| Given records |
################

PR #2546, opened 2016-04-29
Improves tests for `wagtailforms`

m1kola:
Now `wagtail.wagtailforms.tests.TestFormBuilder` contains checks for all form types available in `wagtailforms`.


kaedroho:
Thanks!

PR #2548, opened 2016-05-01
Page.search_fields is a tuple

pbaehr:
If you follow the tutorial exactly, you will get an error when you try to create the migrations after this step because you are appending a list to a tuple.

### DIFF
--- a/docs/getting_started/tutorial.rst
+++ b/docs/getting_started/tutorial.rst
@@ -229,10 +229,10 @@ model:
         intro = models.CharField(max_length=250)
         body = RichTextField(blank=True)
 
-        search_fields = Page.search_fields + [
+        search_fields = Page.search_fields + (
             index.SearchField('intro'),
             index.SearchField('body'),
-        ]
+        )
 
         content_panels = Page.content_panels + [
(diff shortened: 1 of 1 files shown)


zerolab:
What version of Wagtail are you testing with?

This is expected behaviour in the master branch/upcoming v1.5. Please see #2388 and commit dbb4c77.
See [tutorial in v.1.4.3](http://docs.wagtail.io/en/v1.4.3/getting_started/tutorial.html) vs [master](http://docs.wagtail.io/en/latest/getting_started/tutorial.html)

pbaehr:
Apologies, I must have ended up in the wrong version of the docs. Thanks for the quick response.

zerolab:
Not a problem at all. Thank you for the contribution!

gasman:
Have now added a note about pre-1.5 versions to the tutorial in b39ff4a13495f08035d408bc0becfd5d4a2d5a51 - this has caught a few people out, probably because readthedocs doesn't provide a good way of steering people (and Google) away from in-development versions of the docs. We can remove the note again once 1.5 has been out for a while...

Issue #1502, opened 2015-07-09
Include requestor IP in preview dummy_request?


jasonm:
When `wagtailcore.models.Page.dummy_request` issues a dummy `WSGIRequest` to compute preview content, should it defensively include a reasonable `REMOTE_ADDR` header in case there are middleware installed which expect an IP address?  Or should middleware always defensively handle the case where no requestor IP is provided?

Related to: https://github.com/Miserlou/django-easy-timezones/issues/6

I _think_ it's the responsibility of the middleware library to be defensive in this case, but curious if any Wagtail devs think it's worth including a valid `REMOTE_ADDR` in the request.

gasman:
Yes, I think it would be a good idea to add `REMOTE_ADDR` to the dummy request object, even if it is bad form for middleware (and other code) to rely on its presence - anything that makes the preview rendering more representative of a real page request is a good thing.

I'd suggest updating `dummy_request` to accept an *optional* `original_request` kwarg, and have the preview views pass the incoming request object to it - we can then cherry-pick `REMOTE_ADDR` from there, if available (along with any other headers that might be useful - user-agent, possibly?)

sterago:
I have noticed that the missing `REMOTE_ADDR` header in the dummy request also causes an issue with django's debug context processor, as it relies on this value to determine whether or not it should expose the `debug` context variable to the templates:
https://github.com/django/django/blob/5153a3bfdcec82324d67ff79862384288cf6afe6/django/template/context_processors.py#L41

so adding `REMOTE_ADDR` to the dummy request should fix this issue as well.

gasman:
As per https://groups.google.com/d/msg/wagtail/dp8y1l5T3L8/MXLWOZPjCgAJ, it would also make sense to copy the original request's Cookie header, so that any session-dependent behaviour on the page (e.g. user authentication) would be performed as the logged-in user. (This would cause the Wagtail userbar to display, which we probably don't want - but that's easily fixed by checking the `request.is_preview` flag.)

coredumperror:
I've just run into this problem myself (we use a middleware to restrict access to on-campus users), and was planning to make a PR with precisely the fix suggested here. So I'll go ahead and do that. :)

gasman:
Implemented in #2550.

PR #2550, opened 2016-05-02
Page.dummy_request() now takes an optional request object argument.

coredumperror:
When building a dummy request, you can now pass in the original request object to add additional information to the dummy. Currently, that includes the following headers:
REMOTE_ADDR
HTTP_X_FORWARDED_FOR
HTTP_COOKIE
HTTP_USER_AGENT

More may be added later.

This changes ensures that middleware which work on the client IP aren't flumuxed by its absense, and also makes it possible for previews to be rendered as the logged in user (they had previously been rendered using an AnnonymousUser).

Because the user's logged in state is now detectable in a Page previews, the Wagtail userbar now hides itself explicitly during previews, rather than relying on the fact that previews used to be built with AnonymousUser.

I based much of the functionality of this patch on suggestions from #1502.

### DIFF
--- a/wagtail/wagtailadmin/templatetags/wagtailuserbar.py
+++ b/wagtail/wagtailadmin/templatetags/wagtailuserbar.py
@@ -40,6 +40,10 @@ def wagtailuserbar(context, position='bottom-right'):
     if not request.user.has_perm('wagtailadmin.access_admin'):
         return ''
 
+    # Don't render if this is a preview
+    if request.is_preview:
+        return ''
+
     # Only render if the context contains a variable referencing a saved page
     page = get_page_instance(context)
     if page is None:
--- a/wagtail/wagtailadmin/templatetags/wagtailuserbar.py
+++ b/wagtail/wagtailadmin/templatetags/wagtailuserbar.py
@@ -40,8 +40,9 @@ def wagtailuserbar(context, position='bottom-right'):
     if not request.user.has_perm('wagtailadmin.access_admin'):
         return ''
 
-    # Don't render if this is a preview
-    if request.is_preview:
+    # Don't render if this is a preview. Since some routes can render the userbar without going through Page.serve(),
+    # request.is_preview might not be defined.
+    if getattr(request, 'is_preview', False):
         return ''
 
     # Only render if the context contains a variable referencing a saved page
--- a/wagtail/wagtailadmin/views/pages.py
+++ b/wagtail/wagtailadmin/views/pages.py
@@ -496,7 +496,7 @@ def delete(request, page_id):
 
 def view_draft(request, page_id):
     page = get_object_or_404(Page, id=page_id).get_latest_revision_as_page()
-    return page.serve_preview(page.dummy_request(), page.default_preview_mode)
+    return page.serve_preview(page.dummy_request(request), page.default_preview_mode)
 
 
 def preview_on_edit(request, page_id):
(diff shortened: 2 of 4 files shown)


coredumperror:
Ah shoot, I forgot to write tests, and forgot to even run the existing ones. And of course, that check for request.is_preview causes issues in some tests. Silly me.

coredumperror:
Ah poo. That failure is a timeout error that isn't my fault! :(

timheap:
I like this idea, and I like your implementation. Nice work!

One thought I had for a further improvement: It is possible that other developers will need to extend the dummy request with even more values, taken from the original request or somewhere else. Making `dummy_request()` easy to extend will help these developers out tremendously.  If the method was set up in a similar manner to [`Field.formfield`](https://docs.djangoproject.com/en/1.9/howto/custom-model-fields/#specifying-the-form-field-for-a-model-field), developers could override `Page.dummy_request()` and send extra headers to the request through kwargs:

```python
class MyPage(Page):
    def dummy_request(self, original_request=None, **meta):
        if original_request:
            meta.setdefault('HTTP_REFERRER', original_request.META['HTTP_REFERRER'])
        return super(MyPage, self).dummy_request(original_request, **meta)
```

Then, in `Page.dummy_request()`, do something like:

```python
def dummy_request(self, original_request=None, **meta):
    # ...
    dummy_values.update(**meta)
    request = WSGIRequest(dummy_values)
    # ...
    return request
```

What do you think?

coredumperror:
It'd be easy enough to implement this, so I'll do it. Though I'm not really sure how useful that would be. I'm not terribly creative, but I can't really think of a user case for your proposed functionality. Your code gives an example, but when would an app actually want to do that?

gasman:
I'm not clear on the use-case for passing custom parameters either, and I'm not sure that making dummy_request 'hackable' is a path I'd want to go down. The fact that you need a dummy request at all is a pretty arcane internal implementation detail of Wagtail - I seem to recall that it almost wasn't needed at all, but some time around Wagtail 0.2 I had the choice between adding it as a hack or slightly breaking backwards compatibility - and providing a formal (or semi-formal) API to it would give it a more official / permanent status than it really ought to have.

timheap:
Clearly there is some need for extra parameters in the request, otherwise this PR would not exist. I am guessing that even with these additions, every use-case that a developer might need is not covered. Instead of having another PR in a years time with a developer adding another attribute to the dummy request when they find it missing, the suggested change allows them to easily add missing attributes themselves. It is not a huge addition, and it might not get used much, but it might make someones life easier. The only other option for these developers if this addition is not included is to reimplement the whole `dummy_request()` method.

I must admit I am not sure if there is a huge need for this change either, but then again I would not have though the changes requested in this PR were necessary if @coredumperror had not made this PR :)

gasman:
Ah, I see - so it's effectively an insurance measure for future PRs like this one, rather than something to support fancier customisations. Fair enough then!

coredumperror:
Well, strictly speaking any further change probably *would* still require a new PR, because this one changes more than just the definition of `dummy_request()`. I also had to change all the places in the Wagtail codebase where `dummy_request()` gets called, to have them pass in the original `request`. I'm not really even sure when any code besides Wagtail would ever need to call `dummy_request()` in the first place, which was the main reason I asked for a use case.

gasman:
Merged in cbabc3d9c7a5b9e6bb6f160ad5c40e0ca01aaaeb - thanks!

PR #2552, opened 2016-05-03
Do not get message classes from MESSAGE_TAGS

### LINKED ISSUE #2551: Setting `MESSAGE_TAGS` makes messages in Wagtail loose their styles
I've set `MESSAGE_TAGS` in my project to use the relevant CSS classes for my project, following a BEM naming scheme:

```python
MESSAGE_TAGS = {
    messages.DEBUG: 'messages__debug',
    messages.INFO: 'messages__info',
    messages.SUCCESS: 'messages__success',
    messages.WARNING: 'messages__warning',
    messages.ERROR: 'messages__error',
}
```

Unfortunately, Wagtail implicitly relies on this setting not being changed. If it is changed, the flash messages loose their colours.

Wagtail should either document that this setting is required to be set to its defaults, or it should work regardless of how this setting is set.

timheap:
If the developer had overridden MESSAGE_TAGS in their site, Wagtail messages used these classes in the admin. This caused the messages to lose their styles.

Wagtail now ignores the MESSAGE_TAGS setting, using the default classes defined in `django.contrib.messages.constants.LEVEL_TAGS`.

Fixes #2551

### DIFF
--- a/wagtail/tests/testapp/urls.py
+++ b/wagtail/tests/testapp/urls.py
@@ -2,8 +2,9 @@ from __future__ import absolute_import, unicode_literals
 
 from django.conf.urls import url
 
-from wagtail.tests.testapp.views import bob_only_zone
+from wagtail.tests.testapp.views import bob_only_zone, message_test
 
 urlpatterns = [
     url(r'^bob-only-zone$', bob_only_zone, name='testapp_bob_only_zone'),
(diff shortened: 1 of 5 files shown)


gasman:
Thanks! Merged in 80ad8ffc944f850180a2b078296a4fb9ecc0d618 (master) and f9b39e5890792c454c0fdbdf43b1f47b4d9b4238 (1.4.x).

PR #2555, opened 2016-05-03
Remove 'perspective' declarations from explorer CSS

### LINKED ISSUE #2549: Explorer menu invisible on Firefox 46
Hi,

just noticed that with the new Firefox 46 (tested on Ubuntu 12.04 and Windows 7) the second level of the explorer menu is invisible but clickable (blue highlight from developer tools):

explorer_menu_firefox

Disabling the following rule in the developer toolbar shows the sub-menu, so this seems related:
```css
.explorer ul {
  […]
  transform-style: preserve-3d;
}
```

Using Wagtail 1.3.1 (haven't had a chance to test 1.4.3).

gasman:
Fixes #2549

I'm guessing these rules were in place to enable hardware acceleration, but removing them doesn't visibly affect the rendering. Either way, I figure that making Wagtail usable again on Firefox is more important than the performance boost...

### DIFF
--- a/wagtail/wagtailadmin/static_src/wagtailadmin/scss/components/_explorer.scss
+++ b/wagtail/wagtailadmin/static_src/wagtailadmin/scss/components/_explorer.scss
@@ -10,12 +10,6 @@ $explorer-z-index: 500;
     top: 0;
     left: 0;
     display: none;
-    -webkit-perspective: 1000px;
-    -moz-perspective: 1000px;
-    perspective: 1000px;
-    -webkit-perspective-origin: 50% 200%;
-    -moz-perspective-origin: 50% 200%;
-    perspective-origin: 50% 200%;
 
     ul {
         background: $color-grey-1;


m1kola:
Hm... I'm not sure that `perspective` is a reason. I can reproduce this bug on `v1.4.3` tag, but can't reproduce on `master` (now contains `perspective` declarations).

Mac OS 10.11.4, FireFox 46.0.1.

m1kola:
Interesting. Applying of your patch on `v1.4.3` solves the issue, but looks like in `master` this issue was solved in another way.

jonnyscholes:
This changes fixes it for me on Firefox 46.0.1 & Firefox 48.0a2 ("developer edition") on OSX 10.11.3. Tested in Chrome  50.0.2661.94 & Safari 9.0.3 and there are no adverse effects there either.

The animations on the menu use `transform` and `opacity` properties which browsers are very good at optimising by default. We shouldnt need `perspective` for performance (`will-change` would be the preferred method these days if we did). I suspect this might have been left over from a more complex animation in the past (swinging out from the sidebar "in 3d" perhaps).

gasman:
It seems that @alexgleason's fix in #2531 (796239b7d991322632da6f9f63fd1ccd172d3b58) fixed this too. (side note: using `git bisect` to find out when something fixed itself is really confusing, because you have to mentally switch around `bad` and `good` :-) )

Since it was a fairly arbitrary choice _not_ to merge that fix into 1.4.x, I'll go ahead and backport it now instead of this one, so that both branches have a consistent fix.

gasman:
Fix 796239b7d991322632da6f9f63fd1ccd172d3b58 backported to stable/1.4.x in 3ac9c457eb7f6077ed56fa9ecd8b402dba740775.

alexgleason:
wow... really? What a strange phenomenon. Fixing problems I didn't even know exist with code that's inconceivably related.

timheap:
@gasman: `git bisect` recently learned some new flags that might help with this case: [`--term-old` and `--term-new`](https://git-scm.com/docs/git-bisect#_alternate_terms):

```
$ git bisect start --term-old broken --term-new fixed
# Set the bounds of the bisect range
$ git bisect broken <some-old-commit>
$ git bisect fixed master
# Test the commit, etc, see if the CSS is still broken or not
$ git bisect broken # The CSS is still borked in this commit
$ git bisect fixed # Someone has accidentally fixed it in this commit
```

################

Pick from the records each line that contains the word "loose" and show it.

| Task result |
### LINKED ISSUE #2551: Setting `MESSAGE_TAGS` makes messages in Wagtail loose their styles
Unfortunately, Wagtail implicitly relies on this setting not being changed. If it is changed, the flash messages loose their colours.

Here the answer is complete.